THE DATA ▸
● ● ● ●
PR #116, opened 2015-04-27
Complete whitespace homogenization

rsanchezsaez:
Second half of [pull request #112](https://github.com/ResearchKit/ResearchKit/pull/112). This should be pretty much it.

I may have missed some stuff, but it’s definitely much more homogenous than before. I also did some *naming conventions* renames.

I’ll resolve conflicts on my other pull request. If you want me to resolve conflicts on any of the pending pull request by others, I can do so as well.


jwe-apple:
Apart from the two nit picks where I prefer C-style comments, looks good.

rsanchezsaez:
Reverted.

I think I may have changed some other multi-line comments to single-line ones elsewhere, but I think all the rest were inside a method body, so those should not be as much of a problem

jwe-apple:
Ok - merging (against my better judgment!)

Issue #122, opened 2015-04-28
taskViewController(_:shouldPresentStep:) crashes in Swift


getaaron:
In this delegate method:

    func taskViewController(taskViewController: ORKTaskViewController, shouldPresentStep step: ORKStep) -> Bool {
        // use step
    }

`step` is guaranteed by the method signature to be non-nil, and crashes when using `step` if it's not. But this method has many code paths that can return `nil`:

    - (ORKStep *)stepAfterStep:(ORKStep *)step withResult:(ORKTaskResult *)result {
        NSArray *steps = _steps;
        
        if (steps.count <= 0) {
            return nil;
        }
        
        ORKStep *currentStep = step;
        ORKStep *nextStep = nil;
        
        if (currentStep == nil) {
            nextStep = steps[0];
        } else {
            NSUInteger index = [self indexOfStep:step];
            
            if (NSNotFound != index && index != (steps.count-1)) {
                nextStep = steps[index+1];
            }
        }
        return nextStep;
    }

One possible workaround would be to wrap `[ORKTaskViewController -shouldPresentStep:]` in an `if (step) {…}`.

jwe-apple:
Agree, that's the correct fix. `stepAfterStep:withResult:` is correctly annotated as nullable input and nullable result. `shouldPresentStep:` should not be called with a nil `step`.

jwe-apple:
Fixed.

PR #123, opened 2015-04-28
Issue #122: `shouldPresentStep:` method should correctly handle nil step

jwe-apple:
Adjust internal `shouldPresentStep:` method not to call the delegate
on a nil step, and to return NO if the step is nil. When the task has
completed, a nil step indicates this, so handle that case explicitly
rather than depending on a semantically odd `YES` from `shouldPresentStep:`.

Testing: verified correct behavior for forward and backward navigation at beginning and end of tasks in `ORKTest` in simulator.


jwe-apple:
Addresses #122. Test failure is spurious.

jwe-apple:
Whitespace fixed. pushing.

Issue #118, opened 2015-04-27
Fitness task step images change position after transition


rsanchezsaez:
When transitioning to a an `ORKFitnessStep`'s from a previous one. The image (if any) moves to a higher position after the transition finishes. This causes a visual glitch.

This happens on *iPhone 5* and *6* screen sizes. *iPhone 4* screen size is not affected. It happens on *stable* as well, so it isn't a recent regression.

jwe-apple:
Sounds like insufficient constraints. What iOS version are you testing on?

rsanchezsaez:
iOS 8.3. It's 100% reproducible on device and simulator (*ORKCatalog*).

rsanchezsaez:
Looks fixed on the *iPhone 6* simulator.

jwe-apple:
Thanks!

PR #125, opened 2015-04-28
Issue #118: Adjust fitness quantity pair layout

jwe-apple:
This fixes a regression in quantity pair layout. The left view of
the quantity pair, the distance view, formerly always contained
content, which fixed the vertical height of the view. At some point
that content was no longer set, handling the no-pedometer-distance
case. The primary fix here is to ensure that a title and zero
quantity are present in the distance view, even if distance is
not available (as in the simulator).

Secondary fixes fix constraints to make them static, since they
do not need to be dynamically updated. We also introduce new baseline
constraints to better enforce alignment between the left and right
views.

Tested distance-only, heart-rate-only, both, and neither visible on
iPhone 6 on iOS 8.3. Tested with and without a value for heart rate,
with both visible.

Addresses issue #118.

### DIFF
--- a/ResearchKit/ActiveTasks/ORKActiveStepQuantityView.m
+++ b/ResearchKit/ActiveTasks/ORKActiveStepQuantityView.m
@@ -50,6 +50,8 @@
     ORKQuantityLabel *_valueLabel;
     ORKTintedImageView *_imageView;
     UIView *_valueHolder;
+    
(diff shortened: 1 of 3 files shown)


Erin-Mounts:
Looks good. r=me

jwe-apple:
Thanks Erin!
● ● ● ●
TRY IT ▸ Beginning from the line that contains "do not need", give each line again exactly, through the final line of the records.

YOUR RESPONSE ▸
do not need to be dynamically updated. We also introduce new baseline
constraints to better enforce alignment between the left and right
views.

Tested distance-only, heart-rate-only, both, and neither visible on
iPhone 6 on iOS 8.3. Tested with and without a value for heart rate,
with both visible.

Addresses issue #118.

### DIFF
--- a/ResearchKit/ActiveTasks/ORKActiveStepQuantityView.m
+++ b/ResearchKit/ActiveTasks/ORKActiveStepQuantityView.m
@@ -50,6 +50,8 @@
     ORKQuantityLabel *_valueLabel;
     ORKTintedImageView *_imageView;
     UIView *_valueHolder;
+    
(diff shortened: 1 of 3 files shown)


Erin-Mounts:
Looks good. r=me

jwe-apple:
Thanks Erin!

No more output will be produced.